PR #2070, opened 2024-02-08
Disambiguate work queues across work pools in `<WorkQueueCombobox>`

collincchoy:
> [!Warning]
> This PR includes a breaking change to the `<WorkQueueCombobox` component as its component interface now expects to work directly with work queue ids instead of names for it's v-model.

### The problem:
The `<WorkQueueCombobox>` renders a picklist of work queues keyed on and labeled with work queue _name_ only; however **work queue names are only unique within a work pool.**

So if you have more than 1 hybrid (a type that uses queues) work pool in your workspace, then you likely already have 2 work queues with the name "default" belonging to 2 different work pools. So then when using the `<WorkQueueCombobox>`, you end up with duplicate options. 

WorkQueueCombobox seems old. I don't see it being used much so I'm thinking of repurposing it a bit in the following ways:
1. Group the dropdown options by work pool - now 2 work queues named "default" are distinguishable
2. add client-side filtering by 0 or 1+ work pool ids
3. deal with work queue ids instead of names (both as input and output)

#### 👀 Show me
| **Description** | **📸** |
| ---- | ---- |
| Status quo - flat list of all work queues in current workspace with buggy experience for overlapping work queue names | image |
| Work queues options are now grouped by work pool. Picking "default" no longer selects all options labeled as "default". | image |
| Using the workPoolFilter prop, the options can be filtered (client-side) by work pool. When the workPoolFilter prop changes and it would invalidate any of the already-selected options, then those options are automatically removed. | image |
| The component now works with `id`s directly instead of names in order to uniquely identify work queues _outside_ of their respective work pool | image |

### DIFF
--- a/src/components/WorkQueueCombobox.vue
+++ b/src/components/WorkQueueCombobox.vue
@@ -13,17 +13,18 @@
 </template>
 
 <script lang="ts" setup>
-  import { PCombobox, SelectOptionGroup } from '@prefecthq/prefect-design'
+  import { PCombobox, SelectOptionGroup, isSelectOptionNormalized } from '@prefecthq/prefect-design'
   import { useSubscription } from '@prefecthq/vue-compositions'
-  import { computed } from 'vue'
+  import { computed, watch } from 'vue'
   import { useWorkspaceApi } from '@/compositions'
-  import { WorkQueue } from '@/models'
+  import { WorkPoolFilter, WorkQueue } from '@/models'
 
   const props = defineProps<{
     selected: string | string[] | null | undefined,
     emptyMessage?: string,
     allowUnset?: boolean,
     multiple?: boolean,
+    workPoolFilter?: WorkPoolFilter,
   }>()
 
   const emits = defineEmits<{
@@ -52,6 +53,13 @@
   const workQueues = computed(() => workQueuesSubscription.response ?? [])
   const options = computed<SelectOptionGroup[]>(() => {
     const workQueuesGroupedByWorkPool = workQueues.value.reduce<Map<string, WorkQueue[]>>((acc, workQueue) => {
+      // Filter options by work pool id or name
+      if (props.workPoolFilter?.id || props.workPoolFilter?.name) {
+        if (!props.workPoolFilter.id?.includes(workQueue.workPoolId) && !(workQueue.workPoolName && props.workPoolFilter.name?.includes(workQueue.workPoolName))) {
+          return acc
+        }
+      }
+
       const workPoolName = workQueue.workPoolName ?? 'No work pool'
       acc.set(workPoolName, (acc.get(workPoolName) ?? []).concat(workQueue))
       return acc
@@ -76,5 +84,35 @@
     }
 
     return options
+  })
+
+  // Remove previously selected work queues that are no longer options
+  // when the options change
+  watch(options, (newValue, oldValue) => {
+    const newWorkQueueIds = new Set(newValue.flatMap(group => group.options.map((option) => {
+      if (isSelectOptionNormalized(option)) {
+        return option.value
+      }
+      return null
+    })))
+
+    const removedWorkQueueIds = new Set()
+    for (const group of oldValue) {
+      for (const option of group.options) {
+        if (isSelectOptionNormalized(option) && !newWorkQueueIds.has(option.value)) {
+          removedWorkQueueIds.add(option.value)
+        }
+      }
+    }
+
+    if (removedWorkQueueIds.size === 0) {
+      return
+    }
+
+    if (!multiple.value && internalValue.value && removedWorkQueueIds.has(internalValue.value)) {
+      internalValue.value = undefined
+    } else if (Array.isArray(internalValue.value) && internalValue.value.length) {
+      internalValue.value = internalValue.value.filter(id => !removedWorkQueueIds.has(id))
+    }
   })
 </script>
--- a/src/components/WorkQueueCombobox.vue
+++ b/src/components/WorkQueueCombobox.vue
@@ -13,10 +13,11 @@
 </template>
 
 <script lang="ts" setup>
-  import { PCombobox, SelectOption } from '@prefecthq/prefect-design'
+  import { PCombobox, SelectOptionGroup } from '@prefecthq/prefect-design'
   import { useSubscription } from '@prefecthq/vue-compositions'
   import { computed } from 'vue'
   import { useWorkspaceApi } from '@/compositions'
+  import { WorkQueue } from '@/models'
 
   const props = defineProps<{
     selected: string | string[] | null | undefined,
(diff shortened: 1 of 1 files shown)


src/components/WorkQueueCombobox.vue
```diff
@@ -49,20 +51,68 @@
...
-      label: workQueue.name,
-    }))
+  const options = computed<SelectOptionGroup[]>(() => {
+    const workQueuesGroupedByWorkPool = workQueues.value.reduce<Map<string, WorkQueue[]>>((acc, workQueue) => {
+      // Filter options by work pool id or name
+      if (props.workPoolFilter?.id || props.workPoolFilter?.name) {
+        if (!props.workPoolFilter.id?.includes(workQueue.workPoolId) && !(workQueue.workPoolName && props.workPoolFilter.name?.includes(workQueue.workPoolName))) {
+          return acc
+        }
+      }
```
pleek91, line 61: Couldn't we just pass `props.workPoolFilter` into the `getWorkQueues`? Then this options computed would just group and create options for whatever work queues are returned from the api.

src/components/WorkQueueCombobox.vue
```diff
@@ -49,20 +51,68 @@
...
+        label: '',
       })
     }
 
     return options
   })
+
+  // Remove previously selected work queues that are no longer options
+  // when the options change
+  watch(options, (newValue, oldValue) => {
```
pleek91, line 91: Can you expound on why this is necessary? We don't have anything like this in our other combobox components.

src/components/WorkQueueCombobox.vue
collincchoy: That api doesn't support filtering by work pools? 

so I'm filtering client-side

pleek91: hmm we should probably update the api rather than filtering client side. As is it looks like this would support anything in the WorkPoolFilter (like `type`). 

If updating the api isn't an option maybe just add props for `workPoolName` or `workPoolId` so that way its clear what the component supports filtering by.

src/components/WorkQueueCombobox.vue
collincchoy: image

In that example ^, 
1) I pick some work queues that are across work pools
2) I decide no only queues from the "collins little minions" work pool
3)
    a) Without this, the combobox filters down the selectable options - one of which was previously selected and now it shows up as an empty tag without any content
    image
b) With this, the behavior is (imo) more consistent. if the value contains an option that's not a valid option after the options have changed, it's removed.

pleek91: hmm right because this combobox can filter by work pool which is kinda special compared to our other comboboxes. I'd probably just add an `@update:modelValue` to the work pool combobox and clear out the work queues when it changes. But I see the use case. Thanks for the explanation.

src/components/WorkQueueCombobox.vue
collincchoy: Hm. how about just warning if type is provided? 

server-side updates aside, I think I'd rather have this singular object interface for filtering the workpool over more discrete props and then I grabbed the WorkPoolFilter b/c it's semantically correct and the reuse seemed nice for familiarity rather than creating some other structure for like { id?: string[], name?: string[] }... 🤔 but maybe I just do that and lean into structural typing... like a consumer could still pass a WorkPoolFilter 🤷

pleek91: I don't feel strongly other than making it type safe. If we ever add something to WorkPoolFilter and then this component doesn't work as expected because it accepts a WorkPoolFilter but doesn't implement the whole thing is  a land mind for a bug IMO. I'd prefer to update the api to allow filtering by workPool as that's the safest way to ensure things will continue to work properly. But I know you're down a rabbit hole already. So just making this component type safe would be my bar.

collincchoy: Hm yeah +1 more narrowly accurate structural types > nominal typing.

I'm gonna switch it to its own little id/name type. 

it probably is a little off b/c the filters are generally like "api filters" even if they're not labeled as such... so I see where this works out better if the filtering was server-side and this prop is just going straight into api filters. 👍

pleek91: yeah pretty much every (maybe all) "ThingFilter" is a type for the api and we don't usually use the term "filter" for client side stuff. But it be fine as long as the client side enforced the whole filter was implemented or could accurately error for things that were not implemented. But easier and safer to just narrow the type to exactly what you support. 

Thanks for talking that through!

src/components/WorkQueueCombobox.vue
pleek91: yeah, I see your point 👍

src/components/WorkQueueCombobox.vue
```diff
@@ -49,20 +51,68 @@
   const api = useWorkspaceApi()
   const workQueuesSubscription = useSubscription(api.workQueues.getWorkQueues, [{}])
```
zhen0, line 52: @desertaxle - Collin is updating an older component to use with work queue related automations. If we continue to use the [workspace/get_work_queues](https://api.stg.prefect.dev/api/accounts/{account_id}/workspaces/{workspace_id}/work_queues/filter) route, will this conflict with future plans to remove api work queue routes after agents are deprecated?

src/components/WorkQueueCombobox.vue
zhen0: Can you not use the getWorkPoolQueues route to filter by work pool?

collincchoy: The work pool queue apis don't support "breaking out" of a single work pool.

This - without like a "get all work pools -> for each work pool: get all work queues"
image

src/components/WorkQueueCombobox.vue
collincchoy: to be fair, these changes don't really lean _more_ into that route. Another way to look at this is I'm fixing a bug where these components are currently being used? 

For automations, we have another component that wraps this one which I'm going to be using so _transitively_ it's another use of this route but still bounded/contained in the same way as the status quo.

src/components/WorkQueueCombobox.vue
collincchoy: > I'm gonna switch it to its own little id/name type.

addressed in 00b3d75

src/components/WorkQueueCombobox.vue
zhen0: Yep that's fair.  I'm just keen for us to make sure that we are coordinating a few different pieces of work.  Worst case scenario is that we have to update this component again in the future so my comment is non-blocking.

pleek91 (approved):

src/components/WorkQueueCombobox.vue
collincchoy: 👍 in slack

━━━━━━━━━━━━━━━━━━━━

§ Exercise requirements:
Starting at the first line of the records, print each line exactly, stopping after the line that contains "Work queues options".

§ Written answer:
PR #2070, opened 2024-02-08
Disambiguate work queues across work pools in `<WorkQueueCombobox>`

collincchoy:
> [!Warning]
> This PR includes a breaking change to the `<WorkQueueCombobox` component as its component interface now expects to work directly with work queue ids instead of names for it's v-model.

### The problem:
The `<WorkQueueCombobox>` renders a picklist of work queues keyed on and labeled with work queue _name_ only; however **work queue names are only unique within a work pool.**

So if you have more than 1 hybrid (a type that uses queues) work pool in your workspace, then you likely already have 2 work queues with the name "default" belonging to 2 different work pools. So then when using the `<WorkQueueCombobox>`, you end up with duplicate options. 

WorkQueueCombobox seems old. I don't see it being used much so I'm thinking of repurposing it a bit in the following ways:
1. Group the dropdown options by work pool - now 2 work queues named "default" are distinguishable
2. add client-side filtering by 0 or 1+ work pool ids
3. deal with work queue ids instead of names (both as input and output)

#### 👀 Show me
| **Description** | **📸** |
| ---- | ---- |
| Status quo - flat list of all work queues in current workspace with buggy experience for overlapping work queue names | image |
| Work queues options are now grouped by work pool. Picking "default" no longer selects all options labeled as "default". | image |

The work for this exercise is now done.